润玉刚踏入璇玑宫,便见邝露匆匆赶来,见到润玉,顾不上行礼,忙开口道“陛下,约莫一个时辰前,那青丘帝姬便醒了过来,带走了知鹤公主,属下看管不力,烦请陛下恕罪。”慌忙跪下。
润玉无奈扶额“算了,你先退下吧。”“是”邝露起身后又向润玉行了一礼,才缓缓离开。

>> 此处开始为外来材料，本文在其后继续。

PR #1608, opened 2022-06-10
Explicitly check chain id and if actually allowed when checking for permissions.

0xDaedalus:
### To Test

No great way to test the denial now (because we auth dapps for both polygon & eth  for now) but being able to sign a transaction (for example a quickswap swap) should be a good enough test that this works.

### DIFF
--- a/background/services/provider-bridge/authorization.ts
+++ b/background/services/provider-bridge/authorization.ts
@@ -5,13 +5,17 @@ import {
   PermissionRequest,
 } from "@tallyho/provider-bridge-shared"
 import { sameEVMAddress } from "../../lib/utils"
+import { toHexChainID } from "../../networks"
 import { HexString } from "../../types"
 
 export function checkPermissionSignTypedData(
   walletAddress: HexString,
   enablingPermission: PermissionRequest
 ): void {
-  if (!sameEVMAddress(walletAddress, enablingPermission.accountAddress)) {
+  if (
+    enablingPermission.state !== "allow" ||
+    !sameEVMAddress(walletAddress, enablingPermission.accountAddress)
+  ) {
     throw new EIP1193Error(EIP1193_ERROR_CODES.unauthorized)
   }
 }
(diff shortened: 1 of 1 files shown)


background/services/provider-bridge/authorization.ts
```diff
@@ -5,13 +5,17 @@ import {
...
+import { toHexChainID } from "../../networks"
 import { HexString } from "../../types"
 
 export function checkPermissionSignTypedData(
   walletAddress: HexString,
   enablingPermission: PermissionRequest
 ): void {
-  if (!sameEVMAddress(walletAddress, enablingPermission.accountAddress)) {
+  if (
+    enablingPermission.state !== "allow" ||
```
Shadowfiend, line 16: Should this be getting called if the enabling permission is not allowed?

0xDaedalus: In the current implementation it is not getting called if the enabling permission is not allowed (as a result of how we've structured provider-bridge service) - the idea here is that a functions prefixed with `checkPermission` should probably actually check if the permission is allowed.

0xDaedalus: > particularly for exported publicly-available functions.

Strong agree with that ^

>  Do we think these functions in their current state are useful?

I think in their _current_ state they are probably not very useful.   As far as I can tell we're using ~50 LOC to abstract away the equivalent of 3 `if` statements. I'm guessing we factored these out into an authorization.ts because we predicted they would be re-used elsewhere in the codebase - but so far it does not look like they have been.  I'm in favor of getting rid of these in a downstream PR if you are.  Alternatively we can wait a Providers Refactor RFC

greg-nagy (approved):
This is good as is for now. 

> I'm in favor of getting rid of these in a downstream PR if you are. 

I think this should be a good follow up

background/services/provider-bridge/authorization.ts
Shadowfiend: Either is fine with me.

走了一段,邝露有些不放心地转身看去,只见那道白色的身影还呆在原地,一动不动,孤寂而又荒凉。邝露眼睛不由一涩,眼泪簌簌落下。慌忙擦干眼泪,悄然离去。
寿宴结束了好几天,也没见知鹤再来。润玉刚批完最后一本奏章,捏了下眉头,压下内心的慌乱。便见寒光一闪,向前看去一柄剑抵在自己的喉口,再向前望去,便见知鹤,现在说来,应为穗禾怒气冲冲地凝疑视着自己。
穗禾看着润玉,讥笑一声道:“天帝陛下,这样很好玩吗?穗禾很想看看陛下的心是什么样的。”说罢,举剑向胸口一刺,抬眉看向润玉,却见润玉好像感觉不到疼痛般,一双星眸直直地凝视着自己,自己仿佛从那双眼里看到了以前不曾看见的深情与贪恋。心下一慌,松开了剑,任由剑落在地下。穗禾转过身去,一步步地走向殿门,到了殿门口,“润玉,同样地错误我不会再犯,若不是前生镜,这些事你想瞒到什么时候?天界的书应该都处理了吧。陛下,自我献祭那天起,你我的兰因絮果便已然断绝。还望陛下莫要烦扰。”说完毫不留情地离开。
润王听完怒吼一声,挥袖将案上所有的东西扫到地上,他应该明白的她自有她的傲骨,是他强求了。人间接连几日的大雨,雨水咸咸的,还有些苦涩,应该是仙人躲在云层里偷偷落泪。